• **TASK REQUIREMENTS**
Search the entries for the word "MINOR" and copy each line that has it.

[[ RAW DATA, beginning ]]

PR #310, opened 2021-05-10
Update config on ConfigMap added event

toshokan:
Currently, if the controller is started without the main ConfigMap existing, but it's added while the controller is running, the running HAProxy config isn't updated, because it's only rebuilt as a result of 'modified' or 'deleted' events, not 'added' events.


Mo3m3n:
Thanks @toshokan 
Can you prepend `BUG/MINOR:` to your commit subject so it follows our patch classification rules

toshokan:
@Mo3m3n done :)

PR #317, opened 2021-05-17
DOC: Generalizes the 'backend-config-snippet' example

NickMRamirez:
Makes the example for `backend-config-snippet` apply to ConfigMap, Ingress and Service. Currently, it applies only to Service.

Note: I had to add some extra whitespace in front of the lines or else it does not render with the correct spacing on haproxy.com/documentation.


Mo3m3n:
Thanks Nick

PR #323, opened 2021-05-26
BUILD: docker: Remove GOOS and GOARCH and use dumb-init from distro

dkorunic:
Stop hardcoding GOOS and GOARCH while building target IC binary, as we need Go
compiler to detect target arch properly.  Also revert to dumb-init from distro
for simpler multiarch images.


build/Dockerfile
```diff
@@ -44,11 +44,9 @@ COPY --from=builder /src/fs/haproxy-ingress-controller .
 
 ARG DUMB_INIT_SHA256=cd7ab5513d20f4b985012d264fbdee60ccd2ea528b94b4b9308c6c6d26f8ba90
```
oktalz, line 45: this is also extra info we do not need anymore

dkorunic: @oktalz Good catch, done in https://github.com/haproxytech/kubernetes-ingress/commit/b05c4c477bf34cda3bffca6752696a21bd12c731.

PR #334, opened 2021-06-03
BUG/MINOR: synchronize servers when Endpoints ports change

fabianonunes:
If a Service (or Endpoint) has its port changed, its servers will be considered unmodified by the controller and their state will not be updated in haproxy.cfg and in `show servers state`. 

Even with the Endpoint port change, the HAProxy will continue to send the requests to the old port.

<details>
<summary>Example</summary>

This Service is used as the default backend and is passed to `--default-backend-service` argument. This bug affects others Services as well.

```yaml
apiVersion: v1
kind: Service
metadata:
  name: default-backend
spec:
  ports:
    - protocol: TCP
      name: http
      port: 1024  # after first deploy, change this port
---
apiVersion: v1
kind: Endpoints
metadata:
  name: default-backend
subsets:
- addresses:
  - ip: 192.168.64.10
  ports:
  - port: 1024 # after first deploy, change this port
```
</details>


ivanmatmati:
Hi @fabianonunes , Thanks for your time and effort really appreciated. I'll give it a review and will keep you inform. Have a nice day.

PR #337, opened 2021-06-07
TCP services listen on IPv6 even when passing --disable-ipv6

fabianonunes:
TCP services always bind on IPv6 and IPv4 despite of `--disable-ipv6` and `--disable-ipv4` flags.

```text
frontend tcp-14031 
  mode tcp
  bind 172.31.10.8:14031 name v4
  bind :::14031 name v6 v4v6  # !!!! this line shouldn't be here,
                              # because `--disable-ipv6` was passed to controller
  option tcplog
  default_backend com-exemplo-echo-1025
```

This PR applies to `TCPServices` the same logic used on `HTTPBind` when creating frontends.

### DIFF
--- a/controller/handler.go
+++ b/controller/handler.go
@@ -45,7 +45,9 @@ func (c *HAProxyController) initHandlers() {
 		handler.TCPServices{
 			SetDefaultService: c.setDefaultService,
 			CertDir:           c.Cfg.Env.FrontendCertDir,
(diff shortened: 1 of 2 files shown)


ivanmatmati:
Hi @fabianonunes, Thanks for this contribution. I'm  going to review it and get back to you if necessary.

oktalz:
Hi @fabianonunes 

thx for the PR, merged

[[ RAW DATA, end ]]

• **TASK ANSWER**
Can you prepend `BUG/MINOR:` to your commit subject so it follows our patch classification rules
BUG/MINOR: synchronize servers when Endpoints ports change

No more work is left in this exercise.